Mais cette activité, réalisée à l’échelle de 150 pays, pèse encore bien peu par rapport au marché états-unien des communications mobiles. Les trois grands opérateurs du secteur (AT&T, Verizon et T-Mobile) totalisent en effet près de 352 milliards de dollars de chiffre d’affaires en 2025, auxquels s’ajoutent les revenus réalisés par les opérateurs virtuels (MVNO). Bien que le marché soit considéré comme saturé, une offre accueillie comme agressive ou innovante permettrait sans doute à SpaceX de conquérir des clients.
Renforcer les possibilités offertes par Starlink fait effectivement partie des promesses formulées par SpaceX dans son prospectus boursier, mais les allusions au sujet ont sans doute été éclipsées par les déclarations relatives aux datacenters dans l’espace ou à la conquête de Mars.
« Bien que nous nous attendions à ce que le service Starlink Mobile ait aujourd’hui un impact particulier sur les clients des zones reculées non couvertes par les réseaux mobiles terrestres (…) nous nous efforcerons d’offrir l’expérience de connectivité privilégiée à nos clients, quel que soit leur emplacement, en zone rurale, périurbaine ou urbaine », écrit notamment Starlink.

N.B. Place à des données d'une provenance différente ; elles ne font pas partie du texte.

PR #382, opened 2015-04-22
[WIP] Improve/targets patch 1

3lvis:
I was playing with moving the value to live in the `FORMFieldBase` but got trapped in hell.


vadymmarkov:
@3lvis At first I've tried to move `value` to `FORMFieldBase` also, but got issues...

3lvis:
Will give it a try tomorrow, you've done a great work!

PR #398, opened 2015-05-11
Update demo to use `use_frameworks!`

zenangst:


3lvis:
This actually doesn't change anything

PR #401, opened 2015-05-11
Fix/field empty value

vadymmarkov:
When value is an empty string it causes issue with validator where we have condition `if (!fieldValue)`. Imagine the situation when we have not required email field, type something, then clear. Then field was invalid.


vadymmarkov:
screen shot 2015-05-11 at 15 40 14

PR #402, opened 2015-05-11
Don't use `self`

zenangst:


zenangst:
screen shot 2015-05-11 at 17 31 13

PR #405, opened 2015-05-12
Set timezone to GMT before running time tests

jeffleeismyhero:
Currently, date/time based tests will fail if they are run on machines in certain timezones (e.g., CST).

In order to provide a predictable string to NSDate conversion, this change sets the timezone to GMT for the purpose of testing.


zenangst:
Thanks @jeffleeismyhero, cheers :beers:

« La nouvelle génération de satellites Starlink Mobile, associée à notre récent achat de spectre sans fil auprès d’EchoStar, est conçue pour fournir une connectivité à haut débit et à faible latence directement aux appareils des utilisateurs finaux, offrant ainsi une solution de connectivité équivalente aux réseaux mobiles terrestres », poursuit l’entreprise.
L’occasion a peut-être fait le larron : rappelons en effet que SpaceX a pu mettre la main, fin 2025, sur un lot de fréquences dans la bande des 2 GHz auprès de l’opérateur Echostar pour environ 17 milliards de dollars. L’entreprise d’Elon Musk avait été bien aidée, à l’époque, par la FCC et par Donald Trump, qui avait lui-même exhorté Echostar à vendre une partie du spectre qui lui avait été alloué. Une nouvelle plage de fréquences avait d’ailleurs été cédée à SpaceX quelques semaines plus tard, pour 2,6 milliards de dollars supplémentaires.